[Collected data entries]
↓

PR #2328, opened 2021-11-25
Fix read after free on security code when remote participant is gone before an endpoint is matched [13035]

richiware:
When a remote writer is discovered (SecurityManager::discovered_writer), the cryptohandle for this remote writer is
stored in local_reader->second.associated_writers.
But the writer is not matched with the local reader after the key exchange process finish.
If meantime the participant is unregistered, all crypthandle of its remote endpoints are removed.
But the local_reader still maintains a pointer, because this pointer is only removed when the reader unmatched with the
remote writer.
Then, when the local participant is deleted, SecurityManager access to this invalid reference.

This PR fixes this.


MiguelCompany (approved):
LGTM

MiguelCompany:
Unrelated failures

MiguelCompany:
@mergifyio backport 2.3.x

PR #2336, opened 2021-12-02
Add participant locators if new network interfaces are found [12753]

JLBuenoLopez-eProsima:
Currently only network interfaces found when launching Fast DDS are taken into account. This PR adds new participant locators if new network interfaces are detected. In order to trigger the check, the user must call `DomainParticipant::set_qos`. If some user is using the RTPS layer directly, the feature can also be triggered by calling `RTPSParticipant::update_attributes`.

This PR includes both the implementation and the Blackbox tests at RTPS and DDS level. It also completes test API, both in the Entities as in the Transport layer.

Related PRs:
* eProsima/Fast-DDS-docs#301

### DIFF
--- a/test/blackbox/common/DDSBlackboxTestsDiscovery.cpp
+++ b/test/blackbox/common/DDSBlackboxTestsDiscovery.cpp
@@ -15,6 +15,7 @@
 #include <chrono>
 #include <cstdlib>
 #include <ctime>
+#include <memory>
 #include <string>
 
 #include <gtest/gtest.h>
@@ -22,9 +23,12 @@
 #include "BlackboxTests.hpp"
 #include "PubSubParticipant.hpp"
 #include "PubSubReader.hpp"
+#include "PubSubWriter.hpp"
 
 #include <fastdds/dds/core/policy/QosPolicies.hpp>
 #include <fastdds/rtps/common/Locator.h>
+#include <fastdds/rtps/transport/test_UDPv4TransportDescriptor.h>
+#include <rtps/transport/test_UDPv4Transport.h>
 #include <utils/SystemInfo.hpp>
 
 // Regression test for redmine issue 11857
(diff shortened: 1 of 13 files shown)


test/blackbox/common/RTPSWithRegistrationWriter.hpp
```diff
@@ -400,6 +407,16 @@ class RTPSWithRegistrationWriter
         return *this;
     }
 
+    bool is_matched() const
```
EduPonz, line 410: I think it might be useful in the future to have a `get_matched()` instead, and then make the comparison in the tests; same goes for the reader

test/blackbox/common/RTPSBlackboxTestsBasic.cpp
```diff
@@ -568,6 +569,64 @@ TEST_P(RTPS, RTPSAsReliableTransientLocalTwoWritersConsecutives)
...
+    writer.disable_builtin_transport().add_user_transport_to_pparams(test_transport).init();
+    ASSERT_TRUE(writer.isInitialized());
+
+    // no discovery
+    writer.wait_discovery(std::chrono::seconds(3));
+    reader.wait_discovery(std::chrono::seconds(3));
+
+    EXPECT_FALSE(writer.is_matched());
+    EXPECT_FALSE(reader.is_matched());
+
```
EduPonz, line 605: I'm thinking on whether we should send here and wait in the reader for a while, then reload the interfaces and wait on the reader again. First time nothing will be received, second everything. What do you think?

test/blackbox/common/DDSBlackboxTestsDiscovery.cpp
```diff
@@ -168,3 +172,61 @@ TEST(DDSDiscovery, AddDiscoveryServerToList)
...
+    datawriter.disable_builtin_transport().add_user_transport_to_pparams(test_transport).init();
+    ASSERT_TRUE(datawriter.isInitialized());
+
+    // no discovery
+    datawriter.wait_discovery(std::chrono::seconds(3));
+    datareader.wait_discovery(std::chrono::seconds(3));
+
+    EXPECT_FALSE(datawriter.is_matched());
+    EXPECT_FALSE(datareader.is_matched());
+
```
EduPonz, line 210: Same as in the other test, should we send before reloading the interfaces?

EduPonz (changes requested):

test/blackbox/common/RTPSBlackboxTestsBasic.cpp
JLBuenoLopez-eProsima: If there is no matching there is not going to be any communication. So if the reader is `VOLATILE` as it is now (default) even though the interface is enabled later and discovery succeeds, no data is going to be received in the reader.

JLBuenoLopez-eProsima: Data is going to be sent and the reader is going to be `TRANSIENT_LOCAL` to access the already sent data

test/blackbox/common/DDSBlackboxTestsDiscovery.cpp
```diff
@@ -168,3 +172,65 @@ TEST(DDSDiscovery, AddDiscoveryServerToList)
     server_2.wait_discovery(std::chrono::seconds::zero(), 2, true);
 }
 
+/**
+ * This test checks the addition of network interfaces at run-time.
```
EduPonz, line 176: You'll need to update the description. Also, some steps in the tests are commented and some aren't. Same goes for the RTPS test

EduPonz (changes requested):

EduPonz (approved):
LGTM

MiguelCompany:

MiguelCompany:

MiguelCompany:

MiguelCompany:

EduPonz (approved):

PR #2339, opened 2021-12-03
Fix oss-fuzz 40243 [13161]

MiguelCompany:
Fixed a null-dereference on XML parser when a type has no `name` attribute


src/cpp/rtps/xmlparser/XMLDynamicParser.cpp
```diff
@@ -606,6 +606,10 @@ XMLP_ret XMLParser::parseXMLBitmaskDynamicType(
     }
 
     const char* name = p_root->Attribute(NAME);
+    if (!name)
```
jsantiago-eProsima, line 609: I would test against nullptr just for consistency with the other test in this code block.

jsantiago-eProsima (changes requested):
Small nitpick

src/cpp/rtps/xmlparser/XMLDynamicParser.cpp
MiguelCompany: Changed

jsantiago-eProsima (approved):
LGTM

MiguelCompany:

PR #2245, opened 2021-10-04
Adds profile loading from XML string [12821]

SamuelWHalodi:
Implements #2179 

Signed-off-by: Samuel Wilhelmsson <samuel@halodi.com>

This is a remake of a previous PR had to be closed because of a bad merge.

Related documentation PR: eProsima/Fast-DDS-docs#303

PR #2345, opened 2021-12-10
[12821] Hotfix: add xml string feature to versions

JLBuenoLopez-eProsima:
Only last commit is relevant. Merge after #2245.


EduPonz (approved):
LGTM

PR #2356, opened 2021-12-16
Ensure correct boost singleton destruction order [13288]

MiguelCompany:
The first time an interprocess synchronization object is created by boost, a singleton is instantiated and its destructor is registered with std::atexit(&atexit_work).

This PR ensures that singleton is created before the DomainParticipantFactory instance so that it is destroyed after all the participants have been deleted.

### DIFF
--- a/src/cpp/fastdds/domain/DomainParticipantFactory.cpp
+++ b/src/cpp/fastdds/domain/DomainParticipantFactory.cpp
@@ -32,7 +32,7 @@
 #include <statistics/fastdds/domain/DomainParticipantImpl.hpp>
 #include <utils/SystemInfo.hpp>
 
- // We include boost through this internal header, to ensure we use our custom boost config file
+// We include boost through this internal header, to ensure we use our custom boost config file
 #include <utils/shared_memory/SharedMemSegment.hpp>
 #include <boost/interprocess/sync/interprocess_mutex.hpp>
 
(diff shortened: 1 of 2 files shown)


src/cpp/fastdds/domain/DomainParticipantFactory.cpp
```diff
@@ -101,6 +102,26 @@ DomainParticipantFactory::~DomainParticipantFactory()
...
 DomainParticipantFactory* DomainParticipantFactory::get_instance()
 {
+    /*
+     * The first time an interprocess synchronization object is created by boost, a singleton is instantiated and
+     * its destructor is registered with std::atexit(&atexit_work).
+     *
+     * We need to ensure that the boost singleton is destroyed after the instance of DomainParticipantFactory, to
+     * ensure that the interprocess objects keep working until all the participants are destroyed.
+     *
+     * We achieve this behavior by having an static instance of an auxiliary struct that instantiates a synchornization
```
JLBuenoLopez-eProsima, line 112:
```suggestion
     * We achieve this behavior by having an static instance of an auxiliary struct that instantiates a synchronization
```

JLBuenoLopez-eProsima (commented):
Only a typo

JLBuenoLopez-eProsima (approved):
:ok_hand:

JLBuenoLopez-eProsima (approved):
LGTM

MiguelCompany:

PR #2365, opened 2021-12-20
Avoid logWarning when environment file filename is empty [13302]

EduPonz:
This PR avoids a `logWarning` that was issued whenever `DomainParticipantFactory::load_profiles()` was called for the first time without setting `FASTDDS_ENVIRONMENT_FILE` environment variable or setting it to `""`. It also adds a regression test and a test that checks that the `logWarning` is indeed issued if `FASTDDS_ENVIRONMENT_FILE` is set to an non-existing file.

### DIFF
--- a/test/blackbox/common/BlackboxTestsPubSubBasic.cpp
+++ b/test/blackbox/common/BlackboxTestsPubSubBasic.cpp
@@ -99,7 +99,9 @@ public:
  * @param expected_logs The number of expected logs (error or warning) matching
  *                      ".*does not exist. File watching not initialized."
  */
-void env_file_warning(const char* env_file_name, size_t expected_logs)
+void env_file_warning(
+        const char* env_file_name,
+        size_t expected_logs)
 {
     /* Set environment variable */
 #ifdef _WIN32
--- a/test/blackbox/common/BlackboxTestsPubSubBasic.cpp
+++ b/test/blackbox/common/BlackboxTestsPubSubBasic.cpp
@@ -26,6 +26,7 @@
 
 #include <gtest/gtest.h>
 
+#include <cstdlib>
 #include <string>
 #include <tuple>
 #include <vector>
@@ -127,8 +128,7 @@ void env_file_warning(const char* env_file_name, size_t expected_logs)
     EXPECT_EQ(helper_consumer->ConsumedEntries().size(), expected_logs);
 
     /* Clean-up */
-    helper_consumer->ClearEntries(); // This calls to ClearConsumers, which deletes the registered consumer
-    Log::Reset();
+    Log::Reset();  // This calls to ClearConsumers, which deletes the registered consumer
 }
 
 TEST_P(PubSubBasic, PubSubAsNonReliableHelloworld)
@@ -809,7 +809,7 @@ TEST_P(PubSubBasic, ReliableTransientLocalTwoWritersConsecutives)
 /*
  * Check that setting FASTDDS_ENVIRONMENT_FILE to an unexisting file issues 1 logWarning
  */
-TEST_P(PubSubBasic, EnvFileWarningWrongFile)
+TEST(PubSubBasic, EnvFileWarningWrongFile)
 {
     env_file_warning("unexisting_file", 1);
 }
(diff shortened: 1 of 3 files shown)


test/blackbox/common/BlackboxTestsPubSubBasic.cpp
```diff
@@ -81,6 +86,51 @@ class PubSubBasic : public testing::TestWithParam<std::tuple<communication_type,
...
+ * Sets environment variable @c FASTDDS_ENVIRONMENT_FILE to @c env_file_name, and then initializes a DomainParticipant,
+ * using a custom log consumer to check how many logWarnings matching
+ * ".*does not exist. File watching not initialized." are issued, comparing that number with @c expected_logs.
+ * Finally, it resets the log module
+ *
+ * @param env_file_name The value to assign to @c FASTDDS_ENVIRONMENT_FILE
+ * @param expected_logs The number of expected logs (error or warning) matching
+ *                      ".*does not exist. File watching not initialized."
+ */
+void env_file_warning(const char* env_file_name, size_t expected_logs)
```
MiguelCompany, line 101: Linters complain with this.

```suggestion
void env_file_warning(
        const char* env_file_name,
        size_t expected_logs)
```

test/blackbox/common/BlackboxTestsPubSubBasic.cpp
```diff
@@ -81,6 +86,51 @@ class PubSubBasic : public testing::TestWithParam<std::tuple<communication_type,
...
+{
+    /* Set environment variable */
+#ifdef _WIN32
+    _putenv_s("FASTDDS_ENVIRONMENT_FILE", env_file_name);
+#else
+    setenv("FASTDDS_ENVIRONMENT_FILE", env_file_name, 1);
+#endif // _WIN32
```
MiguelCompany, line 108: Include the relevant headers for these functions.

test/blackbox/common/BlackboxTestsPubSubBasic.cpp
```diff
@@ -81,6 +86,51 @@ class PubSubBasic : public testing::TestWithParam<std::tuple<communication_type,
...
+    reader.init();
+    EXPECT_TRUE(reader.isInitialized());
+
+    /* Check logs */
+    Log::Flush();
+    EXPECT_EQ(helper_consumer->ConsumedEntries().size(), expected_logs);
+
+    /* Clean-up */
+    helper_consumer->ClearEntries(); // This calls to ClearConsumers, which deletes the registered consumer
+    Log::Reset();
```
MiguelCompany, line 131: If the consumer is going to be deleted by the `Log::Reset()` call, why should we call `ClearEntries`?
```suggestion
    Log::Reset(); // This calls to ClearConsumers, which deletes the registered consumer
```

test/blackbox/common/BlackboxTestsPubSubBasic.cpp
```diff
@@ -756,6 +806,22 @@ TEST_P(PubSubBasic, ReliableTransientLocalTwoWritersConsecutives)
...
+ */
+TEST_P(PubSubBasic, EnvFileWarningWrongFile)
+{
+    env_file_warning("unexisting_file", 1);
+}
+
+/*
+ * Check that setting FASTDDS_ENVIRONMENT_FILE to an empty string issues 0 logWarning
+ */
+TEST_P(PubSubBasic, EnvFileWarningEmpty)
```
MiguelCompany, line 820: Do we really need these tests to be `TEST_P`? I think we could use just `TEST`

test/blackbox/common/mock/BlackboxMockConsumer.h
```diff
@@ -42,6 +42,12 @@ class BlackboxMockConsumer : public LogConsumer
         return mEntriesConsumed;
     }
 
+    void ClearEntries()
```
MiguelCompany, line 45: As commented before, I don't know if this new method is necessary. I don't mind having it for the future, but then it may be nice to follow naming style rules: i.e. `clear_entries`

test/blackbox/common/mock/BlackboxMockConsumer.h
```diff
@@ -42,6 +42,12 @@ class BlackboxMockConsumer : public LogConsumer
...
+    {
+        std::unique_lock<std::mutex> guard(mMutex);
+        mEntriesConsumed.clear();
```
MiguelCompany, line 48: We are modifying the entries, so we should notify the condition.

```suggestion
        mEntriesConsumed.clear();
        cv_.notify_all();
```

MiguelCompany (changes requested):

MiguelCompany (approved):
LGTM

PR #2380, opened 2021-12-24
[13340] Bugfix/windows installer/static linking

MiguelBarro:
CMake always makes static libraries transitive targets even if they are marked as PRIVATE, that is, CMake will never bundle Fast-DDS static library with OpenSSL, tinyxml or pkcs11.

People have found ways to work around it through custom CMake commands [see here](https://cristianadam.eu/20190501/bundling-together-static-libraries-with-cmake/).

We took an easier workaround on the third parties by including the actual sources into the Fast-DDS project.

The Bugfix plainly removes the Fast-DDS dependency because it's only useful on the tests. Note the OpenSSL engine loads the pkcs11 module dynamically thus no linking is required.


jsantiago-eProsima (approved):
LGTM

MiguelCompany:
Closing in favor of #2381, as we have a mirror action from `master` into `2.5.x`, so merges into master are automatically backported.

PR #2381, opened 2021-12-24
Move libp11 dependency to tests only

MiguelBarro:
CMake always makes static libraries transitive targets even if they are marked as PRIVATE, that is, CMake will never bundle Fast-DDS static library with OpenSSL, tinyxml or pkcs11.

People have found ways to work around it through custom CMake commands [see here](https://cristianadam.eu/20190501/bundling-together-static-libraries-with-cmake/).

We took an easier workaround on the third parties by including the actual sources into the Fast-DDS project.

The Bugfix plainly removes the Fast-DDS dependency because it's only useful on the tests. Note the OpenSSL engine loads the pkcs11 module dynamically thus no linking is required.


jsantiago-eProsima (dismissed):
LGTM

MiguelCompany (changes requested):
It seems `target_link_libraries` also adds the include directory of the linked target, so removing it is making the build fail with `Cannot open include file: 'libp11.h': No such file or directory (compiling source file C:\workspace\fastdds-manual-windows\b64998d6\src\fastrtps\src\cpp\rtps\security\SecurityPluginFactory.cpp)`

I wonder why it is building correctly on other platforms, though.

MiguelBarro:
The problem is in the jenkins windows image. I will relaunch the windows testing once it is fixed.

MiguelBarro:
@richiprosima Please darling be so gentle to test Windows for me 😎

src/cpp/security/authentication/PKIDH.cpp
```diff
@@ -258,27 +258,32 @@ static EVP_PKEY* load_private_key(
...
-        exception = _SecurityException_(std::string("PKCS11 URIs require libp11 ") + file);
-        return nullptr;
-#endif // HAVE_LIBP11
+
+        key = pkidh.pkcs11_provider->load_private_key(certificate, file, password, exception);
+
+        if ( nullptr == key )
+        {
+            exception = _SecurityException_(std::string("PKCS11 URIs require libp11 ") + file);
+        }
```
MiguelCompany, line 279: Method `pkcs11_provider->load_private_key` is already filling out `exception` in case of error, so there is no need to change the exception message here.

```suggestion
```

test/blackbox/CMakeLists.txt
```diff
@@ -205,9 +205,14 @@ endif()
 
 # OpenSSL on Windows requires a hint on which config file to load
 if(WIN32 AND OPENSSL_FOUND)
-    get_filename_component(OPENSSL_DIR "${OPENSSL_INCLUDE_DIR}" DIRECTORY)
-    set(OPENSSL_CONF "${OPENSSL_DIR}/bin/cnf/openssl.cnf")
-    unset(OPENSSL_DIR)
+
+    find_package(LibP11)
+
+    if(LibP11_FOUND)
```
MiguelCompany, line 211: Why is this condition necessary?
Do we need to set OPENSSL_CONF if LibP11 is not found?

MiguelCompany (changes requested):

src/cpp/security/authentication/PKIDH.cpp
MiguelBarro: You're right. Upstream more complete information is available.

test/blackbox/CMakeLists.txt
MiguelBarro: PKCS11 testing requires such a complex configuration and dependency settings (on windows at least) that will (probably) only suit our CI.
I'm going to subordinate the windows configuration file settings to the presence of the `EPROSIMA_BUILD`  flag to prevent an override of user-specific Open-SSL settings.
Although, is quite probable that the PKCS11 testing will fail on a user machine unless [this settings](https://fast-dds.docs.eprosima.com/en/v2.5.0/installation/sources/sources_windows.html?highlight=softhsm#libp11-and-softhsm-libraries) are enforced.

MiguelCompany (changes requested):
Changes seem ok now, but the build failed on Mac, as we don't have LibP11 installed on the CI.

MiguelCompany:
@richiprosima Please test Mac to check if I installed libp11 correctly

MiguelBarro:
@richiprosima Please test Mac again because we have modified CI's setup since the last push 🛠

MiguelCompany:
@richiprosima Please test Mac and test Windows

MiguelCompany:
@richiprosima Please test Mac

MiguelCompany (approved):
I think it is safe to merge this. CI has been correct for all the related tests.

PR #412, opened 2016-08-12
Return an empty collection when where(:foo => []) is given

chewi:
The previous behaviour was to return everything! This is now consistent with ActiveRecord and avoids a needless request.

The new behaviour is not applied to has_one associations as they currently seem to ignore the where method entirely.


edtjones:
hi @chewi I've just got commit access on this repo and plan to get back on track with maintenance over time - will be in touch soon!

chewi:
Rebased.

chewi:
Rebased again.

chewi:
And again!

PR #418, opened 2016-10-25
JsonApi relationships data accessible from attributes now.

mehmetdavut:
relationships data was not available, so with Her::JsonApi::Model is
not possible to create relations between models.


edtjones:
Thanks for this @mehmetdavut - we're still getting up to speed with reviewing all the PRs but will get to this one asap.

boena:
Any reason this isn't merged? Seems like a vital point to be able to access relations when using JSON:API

↑

PROBLEM DESCRIPTION ▸ Return the total of lines in these records that hold "instantiates", without any other words.

SOLUTION ▸ 2